--- Record extracts Enclosed Below ---

PR #708, opened 2018-05-22
Look for groups matching the test target name outside of the main group

weibel:
In our project we have an intricate group structure and at some point the group containing our specs moved into a subfolder in the hierarchy. 

When we run pod install after adding EarlGrey it will fail with the error

```
RuntimeError - Test target group not found!
/Users/kasper/.rvm/gems/ruby-2.3.1/bundler/gems/EarlGrey-35532c4e95c6/gem/lib/earlgrey/configure_earlgrey.rb:369:in `copy_swift_files'
etc.
```

After looking through the code the culprit seemed to be the way the target names and group names are mathed inside configure_earlgrey.rb in copy_swift_files. In ```test_target_group = project_test_targets.find { |g| g.display_name == target.name }``` only the root groups are looked at, and it did not work for our project.

To solve the problem we have added a new method which will recurse through the group hierarchy until it finds a matching group name.

### DIFF
--- a/gem/lib/earlgrey/configure_earlgrey.rb
+++ b/gem/lib/earlgrey/configure_earlgrey.rb
@@ -366,7 +366,7 @@ module EarlGrey
       project_test_targets = project.main_group.children
       test_target_group = recursively_find_group_with_name(project_test_targets, target.name)
 
-      raise "Test target group not found! #{test_target_group}" unless test_target_group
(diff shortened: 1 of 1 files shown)


tirodkar:
Thanks for looking into this @weibel. Apologies for not getting to it faster. Can you add a simple test for it in our rspec as well?

niamh-power:
@weibel Any updates on this? We've come across the same issue :(

PR #51, opened 2026-02-22
Enable Ctrl+F find-in-page in markdown viewer

rutgersc:
> The prevent-default plugin was blocking all browser shortcuts including Ctrl+F. Configure it to allow the FIND shortcut so users can search within rendered markdown.

Not to spam you with too many PRs, but I thought this one could be useful for other users as well.

### DIFF
--- a/src-tauri/src/lib.rs
+++ b/src-tauri/src/lib.rs
@@ -340,7 +340,11 @@ pub fn run() {
             }
             let _ = app.get_webview_window("main").expect("no main window").set_focus();
         }))
-        .plugin(tauri_plugin_prevent_default::init())
+        .plugin(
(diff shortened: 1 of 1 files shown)


alecdotdev:
could you provide a screenshot (or gif) of the feature?

rutgersc:
image

It covers the top bar, but it functions as expected

rutgersc:
If only things were that easy. 

> The native browser find bar renders at the very top of the webview, overlapping your custom title bar. Since WebView2
  doesn't let you reposition it, I'll replace it with a custom find bar in the frontend.

The alternative that it generated was pretty sloppy, using `window.find`. Constantly losing focus and such.

PR #168, opened 2026-06-02
Saving rendering

dayeggpi:
- Improvement: When in rendered markdown view with file that was never saved/created, control+s doesnt work (nothing happens). also added save/save as in menu.
- Improvement: allow user to switch to rendered view without saving/creating file : if file was created and user switches to rendered view, it would save file automatically or ask user to save file before (depending on "save automatically" option), no way to see rendered view until file is saved.
- Bug fix: "autosave ON + confirm before save ON" now triggers prompt to ask user if they want to save (every 1.5seconds)


PathGao:
@dayeggpi — all three of these have landed, though not from this branch. Thank you for the report; the third one in particular took some tracing to find the cause of.

**1. Ctrl+S does nothing in rendered view on a never-saved file, and there is no Save / Save As in the menu.**
Fixed in #365. Saving works from reading mode, the menu carries both entries, and the untitled case (`path === ''`) is included rather than falling through.

**2. No way to see the rendered view until the file is saved.**
Fixed in #421. The cause turned out not to be a save policy at all: leaving the editor called `loadMarkdown(tab.path)`, which **re-reads the file from disk**, so a dirty tab had to resolve a save decision first or the preview would show the wrong text. It now renders the buffer — which the untitled branch two lines below was already doing. The modal is gone entirely.

Three other things fell out of that read, which is worth recording since you were the one who noticed the coupling:
- leaving the editor on a large file took the 50 KB preview branch, **re-truncating a complete buffer** and refusing saves until a background read finished;
- `if (!success) return` kept the tab in edit mode when the write failed — and `saveContent` returns false *permanently* for a read-only file, so **reading mode was unreachable for that tab, forever**;
- `loadMarkdown` writes into the *active* tab, so toggling split view on a background tab would have pulled the active tab's content over.

Closing a tab and closing a window still ask. Those buffers are about to cease to exist; a view toggle's does not.

**3. autosave ON + confirm-before-save ON prompts every 1.5 seconds.**
Fixed by `49cb75b`, before this round. With `confirmBeforeSave` on, background auto-save is disabled outright rather than firing and then asking — the Settings label promises confirmation before each save, so a silent debounced write contradicts it either way.

Closing this as addressed. If any of the three still misbehaves on a build from `master`, please reopen — the second one in particular changed behaviour rather than just fixing a failure, and it is worth a second pair of eyes.

PR #210, opened 2026-07-12
fix: keep folded sections aligned after window resize

PathGao:
## Problem

After the window is resized (or moved between displays with different scale factors), expanded heading sections lose alignment with their content. Two visible forms:

- a section-sized **gap** between a section and the next heading, or
- the next heading **overlapping** the previous section's still-visible text.

Root cause: folding animates `grid-template-rows: 1fr ⇄ 0fr` on `.foldable-content-wrapper`. After content reflows (narrower window → paragraphs wrap taller), the WebView does not reliably recompute the `1fr` track, so the wrapper's layout height goes stale relative to its rendered content, while `overflow: visible` lets the content paint outside it.

## Fix

- Replace the fractional grid track with an explicit measured height: the wrapper animates `height: var(--fold-content-height)` (collapsed: `height: 0`).
- New `src/lib/utils/foldLayout.ts` — `observeFoldLayout(root)` attaches a single `ResizeObserver` to each expanded `.content-inner`, batches all writes into one animation frame, and measures innermost wrappers first so nested folds stay consistent.
- Reflow-driven writes are applied **without** animating (suppress the transition around the write, force one layout, restore it), so on resize the wrapper tracks its content instantly; the 0.25 s fold/unfold animation is fully preserved.
- `MarkdownViewer` starts observation after each preview render and disconnects before the preview HTML is replaced.

## Testing

- `scripts/foldLayout.test.ts` (new) + whole `scripts/*.test.ts` suite passes; `svelte-check` reports 0 errors/0 warnings.
- Verified in a bundled macOS build across two displays with different scaling: shrinking the window no longer overlaps the following section (previously the wrapper lagged ~340 ms behind the reflowed content on every resize), expanding/collapsing still animates.
- Repro fixture included: `samples/fold-resize-regression.md`.

### DIFF
--- a/samples/fold-resize-regression.md
+++ b/samples/fold-resize-regression.md
@@ -1,0 +1,32 @@
+# Fold resize regression
+
+## Overview
+
+This short section must remain directly above the next heading after the window moves between displays or changes width.
+
+> Wrapped blockquote text changes height when the preview width changes. It must remain in normal document flow without covering the next heading.
+
+```text
+Line one
+Line two
+Line three
+```
+
+## Workflow
+
+1. Resize the preview from wide to narrow.
+2. Move the window between displays with different scaling.
+3. Fold and unfold this section.
+
+### Nested section
+
+This nested content exercises the inner fold wrapper.
+
+| Column A | Column B |
+| --- | --- |
+| A long value that wraps at narrow widths | Another value |
+
+## Final section
+
+This heading must never overlap Workflow or be separated by a viewport-sized gap.
+
--- a/scripts/foldLayout.test.ts
+++ b/scripts/foldLayout.test.ts
@@ -22,6 +22,6 @@ test('fold wrapper animates an explicit measured height instead of a fractional 
 test('preview lifecycle starts and cleans up fold observation', () => {
 	const viewer = readFileSync('src/lib/MarkdownViewer.svelte', 'utf8');
 
-	assert.match(viewer, /observeFoldLayout\(markdownBody\)/);
+	assert.match(viewer, /observeFoldLayout\((?:markdownBody|body)\)/);
 	assert.match(viewer, /stopObservingFoldLayout\?\.\(\)/);
 });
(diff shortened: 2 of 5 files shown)


PathGao:
**Why this only manifests on large, heavily-sectioned documents** — supplementary analysis that may help review/testing.

The defect itself is size-independent: with an animatable `1fr` track on an auto-height container, the wrapper's track size must be re-resolved whenever descendant content reflows. That depends on the engine's incremental-layout invalidation chain (dirty-marking → upward propagation → track re-resolution), and under this combination (animatable `fr` × indefinite height × deep text reflow) a link in that chain can be silently dropped, leaving a stale track. (We did not pinpoint the exact dropped link in WebKit source; the symptom and failure class are confirmed.)

What scales with document size is the bug's **exposure**, via four conditions:

1. **Wrapper count** — every heading adds a grid container; one stale track shifts everything below it, and P(at least one goes stale) grows with n.
2. **Reflow magnitude** — long wrapping paragraphs change height dramatically on width change; small docs mis-position by invisible pixels, large docs by whole viewports.
3. **Reflow waves** — large files load in two phases (50 KB preview, then full content via `requestIdleCallback`) plus async rich-content rendering (mermaid/KaTeX/highlight); each wave re-tests the invalidation chain after tracks were resolved.
4. **Offscreen layout** — during resize most wrappers of a long document are outside the viewport, where layout shortcuts make a skipped re-resolution most likely (inferred, not instrumented).

This is also why the fix is exposure-independent: `ResizeObserver` is a spec-guaranteed post-layout observation of committed sizes — it fires regardless of viewport position or which wave caused the change, so the conditions above now only scale the number of correctly-handled notifications, not the failure probability.

Test suggestion: a large fixture (many `h2`/`h3` sections, long wrapping paragraphs, a table + code block) resized narrow↔wide reproduces the original behavior far more reliably than small samples.

alecdotdev (approved):

PR #225, opened 2026-07-14
feat: move tabs between windows, merge all windows, and a carry shortcut

PathGao:
> **Stacked on #214 — please review only the last 2 commits.** Rebases onto master once #214 lands.

Completes #214's menu-based transfer model with organization between EXISTING windows:

- **"Move to <window>"** in the tab context menu lists every other window. Hovering an entry makes the target window identify itself — a brief accent ring and centered badge, no focus or z-order change — so entries never need guessing. Moving reuses the acknowledged broker path end to end (stage → offer → destination claims → source deletes on ack; a destination mid-close-review ignores the offer and the timeout rolls the source back).
- **"Merge All Windows Here"** (hamburger menu): every other window hands its tabs over one by one through the same acknowledged path, then closes itself; recreatable HOME tabs are dropped.
- **⌘⇧M** carries the active tab to the next window (creation order, cyclic) with focus following — pressing repeatedly walks the tab onward; with no other window it degrades to detach-to-new-window.
- Rust side: a window registry (each window's frontend pushes its display metadata — tab state lives per WebView) serving the menu and cycle order, plus `offer_tab_to_window` / `focus_window`.

New strings cover all 26 locales.


PathGao:
Superseded by clean stacked replacement #279, which rebuilds the functional scope without stale merge history.

PR #226, opened 2026-07-14
feat: window tags — named color chips, with pinned tags as reopenable sessions

PathGao:
> **Stacked on #214 and the move-between-windows PR — please review only the last 4 commits.**

Optional **window tags**: a Chrome-tab-group-style colored name chip next to the hamburger button (hidden until set via the hamburger's "Window Tag…"; click to edit, eight fixed colors). Once set, the tag is the window's identity everywhere windows need telling apart: "Move to <window>" labels, the identify flash (ring and badge take the tag color), and the native window title ("name — active tab") so Mission Control shows it too.

**Pinned tags are named sessions.** Right-clicking the chip offers Pin/Unpin (and rename/clear — previously the document context menu leaked through here). A pinned window saves its open file paths under the tag at every close (per-tab review, last-tab close, and app-exit paths all hook in, awaited so the write cannot race process exit). The HOME page lists pinned tags as colored cards that reopen the whole set with the tag applied.

**Pinning is the single gateway to persistence**: an unpinned tag is session decoration and dies with its window; a pinned tag alone survives restarts — one switch governs name, color, saved file set, HOME card, and restart survival. (Editing a pinned tag preserves the pinned state and renames its saved session.) The tag rides the v2 snapshot as an additive field older builds ignore.

New strings cover all 26 locales.


PathGao:
Superseded by clean stacked replacement #280, which rebuilds the functional scope without stale merge history.

PR #234, opened 2026-07-22
feat: redesign settings and add cross-platform transparency

cmdr-chara:
## Summary

- redesign the Settings window around one shared Markpad workbench visual system
- add searchable, draggable, and resizable settings with consistent native controls and live font previews
- add configurable application/editor toolbars with ordering, visibility, and placement controls
- add whole-window solid/translucent surfaces with persisted opacity, backdrop dimming, and blur preferences
- align the titlebar overflow and home menus, preserving translated labels and shortcut columns
- complete the new settings copy for every supported language

### Editor

Editor settings

### Appearance

Appearance settings

### Toolbars

Toolbar settings

## Platform behavior

- Windows uses the native blur effect when translucency and blur are enabled
- macOS uses the under-window background effect
- Linux keeps alpha transparency and backdrop dimming, while native blur stays disabled because support depends on the compositor
- solid mode remains fully painted by the web UI; the installer window remains opaque

## Validation

- `npm run test:workflows` — 33/33 passing
- `npm run build` — passing
- `cargo check --manifest-path src-tauri/Cargo.toml` — passing
- `git diff --check` — passing
- `npm run check` — no new diagnostics; still reports the existing unused `@ts-expect-error` in `vite.config.js` and the existing timer type mismatch in `MarkdownViewer.svelte`

## Notes

The appearance panel now uses the same group, row, control, focus, and spacing rules as every other settings category instead of maintaining a separate custom layout.


PathGao:
@cmdr-chara @alecdotdev The #271–#280 multi-window/session stack is now merged. Our next planned item is #263: configurable preview-content width, including width-dependent ToC layout and print/PDF coverage. Its Settings controls would touch the same surface as this PR.

Before starting that work, could you confirm whether #234 is still intended to merge in its current form, or whether it needs revisions? We will keep #263 out of `Settings.svelte` until that direction is clear, then build it as a focused follow-up rather than create a large conflicting rebase.

PathGao:
Thanks for the detailed redesign proposal. The maintainer has decided not to adopt this redesign in its current form. The affected Settings surface will continue through smaller focused changes, so this broad and now-conflicting PR is being closed.

PR #243, opened 2026-07-24
fix: confirm dirty tabs before batch close

### LINKED ISSUE #242: fix: preserve unsaved tabs in close-other and close-right commands
The tab context actions for Close Others and Close to the Right call tabManager.closeTab directly. Dirty tabs are discarded without the existing save/discard/cancel flow.\n\nScope: close targets in tab-strip order through canCloseTab; stop immediately on cancellation or save failure; preserve the existing last-tab window-close behavior.

PathGao:
Fixes #242.

## Summary

- Route Close Others and Close to the Right through the existing save/discard/cancel flow.
- Stop the batch immediately when a user cancels or a save fails, preserving all remaining tabs.

## Validation

- `node --test --import tsx scripts/batchCloseConfirmation.test.ts`
- `npm run check`

### DIFF
--- a/scripts/batchCloseConfirmation.test.ts
+++ b/scripts/batchCloseConfirmation.test.ts
@@ -12,4 +12,6 @@ test('batch tab-close commands use the existing dirty-tab confirmation flow', ()
 	);
 	assert.match(viewer, /menu-tab-close-others[\s\S]*await closeTabsWithConfirmation\(tabsToClose\)/);
 	assert.match(viewer, /menu-tab-close-right[\s\S]*await closeTabsWithConfirmation\(tabsToClose\)/);
+	assert.match(viewer, /appWindow\.listen\('menu-tab-close-others', async \(event\)/);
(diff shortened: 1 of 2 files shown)


alecdotdev:
i think a prior PR may have created a conflict. just at work but ready to merge when resolved

PathGao:
@alecdotdev Thanks — I rebased #243 onto the current master and resolved the conflict while preserving the window-targeted listeners from #214. Its CI is running now.

Suggested merge order:
1. #241 — already clean, with the full platform build matrix passing.
2. #243 — once this current CI run passes.
3. I will then rebase and submit the remaining independent reliability fixes one at a time: #249 (path/input hardening), #254 (stale preview renders), #258 (viewer disposal), and #260 (interrupted restore recovery).

I would hold #225 and #226 for now. They are larger feature expansions still conflicted on the old #214 stack; after the independent fixes, I plan to do the no-behavior-change session/runtime componentization separately, then rebuild or rebase those features on the stable boundary.

PR #254, opened 2026-07-24
fix: ignore stale preview renders

### LINKED ISSUE #253: fix: prevent stale preview renders from replacing newer tab content
The split/edit preview debounce invokes render_markdown asynchronously, then writes its result without confirming that the active tab and raw content still match the request. A delayed render can replace a newer edit or a different active tab.\n\nGive each preview render request a revision, cancel pending timers in the effect cleanup, and discard stale completions.

PathGao:
Fixes #253.

## Summary

- Give each split/edit preview request a revision.
- Cancel its debounce timer when the reactive effect is invalidated.
- Apply a completed render only when the same active tab and raw content still match the request.

## Validation

- node --test --import tsx scripts/previewRenderRevision.test.ts
- npm run check

### DIFF
--- a/scripts/previewRenderRevision.test.ts
+++ b/scripts/previewRenderRevision.test.ts
@@ -1,0 +1,17 @@
+import assert from 'node:assert/strict';
+import { readFileSync } from 'node:fs';
+import test from 'node:test';
+
+const viewer = readFileSync('src/lib/MarkdownViewer.svelte', 'utf8');
+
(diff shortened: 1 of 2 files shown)


PathGao:
@alecdotdev This branch has been rebased onto the current `master` and force-pushed; the merge conflict is resolved. Validation passed: `node --test --import tsx scripts/previewRenderRevision.test.ts` and `npm run check`. This is the first PR in the dependency chain; please merge it before #258, #260, and #266.

PR #99, opened 2021-05-20
Fix paths in Dockerfile for local development

priyawadhwa:
Update the paths since #91 was merged!


lukehinds (approved):
nice catch, I missed this during the client code refactor.

Issue #44, opened 2021-03-15
Capture the IDP somewhere in the cert


dlorenc:
We should log **who** said the challenge was correct somewhere. So instead of just a cert issued to an email, we say "google validated the identity token", in case of an issue with the OIDC providers.

dlorenc:
From @bobcallaway:

> we should record the "issuer" and the other claim that is the identifer for the identity


I'm not sure we should store the other one, I'll have to think about it. If multiple email addresses are tied to the same identifier, we probably don't want to track that.

dlorenc:
Ah yeah - we can find a field for this or use our own OID.

dlorenc:
ref #80 as well.

raesene:
Just to expand on what my thought from Slack, what I was thinking about is the threat model where an attacker is able to register an e-mail address at one of the providers that a user doesn't have an account on, and then sign an artifact using that identity. 

Addressing this at a basic level seems like it needs a couple of things:

- The OIDC provider used to authenticate the user needs to be recorded at the time of the signing.
- The UI of the signing tool needs to display the provider alongside the validated e-mail address.
- The documentation needs to state that people who are signing artifacts should make it clear which provider(s) they are using for the process to their users, and also that people who want to verify a signature need to check that the combination of e-mail address and provider matches what was expected for that artifact.

dlorenc:
Yeah!

dlorenc:
For reference: https://github.com/sigstore/fulcio/pull/211

PR #102, opened 2021-05-22
Remove the common name field from the certs.

dlorenc:
This was overkill and the field is deprecated anyway. We only check the SAN.


bobcallaway (approved):
this is fine; we still need to solve #44

Issue #100, opened 2021-05-20
Figure out how to properly configure multiple OIDC issuers


dlorenc:
#96 

Right now we're fine with a single "audience" or "client id" field across our issuers, but it's possible we might need different ones (and even client secrets) for each individual one.

cpanato:
fixed by https://github.com/sigstore/fulcio/pull/105

closing

Issue #22, opened 2021-03-08
Figure out how to support other OIDC providers


dlorenc:
There's no canonical mapping of email address to authoritative OIDC provider. This means we can't just let users provide their own configs. For example:

* Someone could stand up their own OIDC instance and issue tokens for any email address, if we trusted all providers blindly we would mis-issue certs.
  * We would be able to detect this and recover from it with transparency logs, but it's still not good.

So, we'll need a way to add OIDC providers **that we trust** one by one to cover most email addresses.

For users that truly want to run their own email systems, we have a couple options:

- ACME-style DNS challenges on MX records to ensure the user has control of email routing for that domain
- Email-based challenges - we send a token, they enter it. Email is wildly insecure, but if we want to support complete federation we don't have too many other options. This is hard to automate as well.
- Our own login system
  - I don't love this idea, but it does give us flexibility. Login to sigstore with an account (OIDC is fine too), and strengthen that account with other challenges (similar to keybase). We can verify access to an email address here however we need to once a week, month, etc. manually, then automatically issue certs using our own oauth challenges.

bobcallaway:
Note here for myself and others: the `email_verified` claim simply notes that when verification was requested, the provider was able to successfully verify ownership of the email account... however this could have been quite some time in the past and as such isn't sufficient to trust a claim.

cpanato:
fixed by https://github.com/sigstore/fulcio/pull/105

closing

PR #105, opened 2021-05-28
Move OIDC configuration to a nested JSON config file.

dlorenc:
#22

### DIFF
--- a/pkg/config/config.go
+++ b/pkg/config/config.go
@@ -1,0 +1,83 @@
+// Copyright 2021 The Sigstore Authors.
+//
+// Licensed under the Apache License, Version 2.0 (the "License");
+// you may not use this file except in compliance with the License.
+// You may obtain a copy of the License at
+//
+//     http://www.apache.org/licenses/LICENSE-2.0
+//
+// Unless required by applicable law or agreed to in writing, software
+// distributed under the License is distributed on an "AS IS" BASIS,
+// WITHOUT WARRANTIES OR CONDITIONS OF ANY KIND, either express or implied.
+// See the License for the specific language governing permissions and
+// limitations under the License.
+//
+
+package config
+
+import (
+	"encoding/json"
+	"io/ioutil"
+	"os"
+
+	"github.com/sigstore/fulcio/pkg/log"
+)
+
+type FulcioConfig struct {
+	OIDCIssuers map[string]OIDCIssuer
+}
+
+type OIDCIssuer struct {
+	IssuerURL string
+	ClientID  string
+}
+
+func ParseConfig(b []byte) (FulcioConfig, error) {
+	cfg := FulcioConfig{}
+	if err := json.Unmarshal(b, &cfg); err != nil {
+		return FulcioConfig{}, err
+	}
+	return cfg, nil
+}
+
+var DefaultConfig = FulcioConfig{
+	OIDCIssuers: map[string]OIDCIssuer{
+		"https://oauth2.sigstore.dev/auth": {
+			IssuerURL: "https://oauth2.sigstore.dev/auth",
+			ClientID:  "sigstore",
+		},
+		"https://accounts.google.com": {
+			IssuerURL: "https://accounts.google.com",
+			ClientID:  "sigstore",
+		},
+	},
+}
+
+var config *FulcioConfig
+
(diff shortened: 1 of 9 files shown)


pkg/config/config.go
```diff
@@ -0,0 +1,83 @@
...
+		"https://accounts.google.com": {
+			IssuerURL: "https://accounts.google.com",
+			ClientID:  "sigstore",
+		},
+	},
+}
+
+var config *FulcioConfig
+
+func Config() FulcioConfig {
```
cpanato, line 58: why you return the config thing if that is a global variable? asking to understand and to see if this is a good practice.

maybe we not make the config global  and have something like

func (c * FulcioConfig) Config()....

cpanato: ahh, right it is global in the package.

ignore me. 🤦

cpanato (approved):

pkg/config/config.go
dlorenc: Ah yeah, I don't love this approach but I like it more than stuffing this kind of thing into context variables... Not sure if there's a better way.

pkg/generated/restapi/configure_fulcio_server.go
```diff
@@ -195,13 +194,8 @@ func logAndServeError(w http.ResponseWriter, r *http.Request, err error) {
...
 	if e, ok := err.(goaerrors.Error); ok && e.Code() == http.StatusUnauthorized {
-		issuerURL, parseErr := url.Parse(viper.GetString("oidc-issuer"))
-		if parseErr != nil {
-			log.RequestIDLogger(r).Error(fmt.Errorf("error parsing OIDC provider: %w", parseErr))
-		} else {
-			// this is set directly so the header name is not canonicalized
-			w.Header()["WWW-Authenticate"] = []string{fmt.Sprintf("Bearer realm=\"%v\",scope=\"openid email\"", issuerURL.Host)}
-		}
+		// this is set directly so the header name is not canonicalized
+		w.Header()["WWW-Authenticate"] = []string{"Bearer realm=\"oauth2.sigstore.dev\",scope=\"openid email\""}
```
bobcallaway, line 198: nit: this should probably iterate across all issuers, like this:

```go
var b strings.Builder
for i, iss := range fulcioCfg.OIDCIssuers {
	if i != 0 {
		b.WriteString(", ")
	}
	b.WriteString("Bearer realm=\""+iss.IssuerURL+"\",scope=\"openid email\"")
}
w.Header()["WWW-Authenticate"] = []string{b.String()}
```

note this doesn't create multiple WWW-Authenticate response headers but instead returns 1 with all relevant challenges concatenated per https://datatracker.ietf.org/doc/html/rfc7235#section-4.1

bobcallaway:
Also this

Fixes #100

pkg/generated/restapi/configure_fulcio_server.go
dlorenc: nice!

dlorenc: had to tweak it a bit since it's a map not a slice...

pkg/generated/restapi/configure_fulcio_server.go
```diff
@@ -195,13 +194,14 @@ func logAndServeError(w http.ResponseWriter, r *http.Request, err error) {
...
-		} else {
-			// this is set directly so the header name is not canonicalized
-			w.Header()["WWW-Authenticate"] = []string{fmt.Sprintf("Bearer realm=\"%v\",scope=\"openid email\"", issuerURL.Host)}
+		// this is set directly so the header name is not canonicalized
+		fulcioCfg := config.Config()
+		issuers := []string{}
+		for iss := range fulcioCfg.OIDCIssuers {
+			issuers = append(issuers, "Bearer realm=\""+iss+"\",scope=\"openid email\"")
 		}
+		strings.Join(issuers, ", ")
```
bobcallaway, line 203: Is this duplicative? LGTM otherwise

dlorenc: Whoa, surprised the linter didn't catch that.

bobcallaway (approved):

--- End of Enclosed Record extracts ---

Work to complete — What is needed is an exact copy of the entries from their first line down to the line with "In our project", that line included, and nothing beyond it.

Solution below —
PR #708, opened 2018-05-22
Look for groups matching the test target name outside of the main group

weibel:
In our project we have an intricate group structure and at some point the group containing our specs moved into a subfolder in the hierarchy. 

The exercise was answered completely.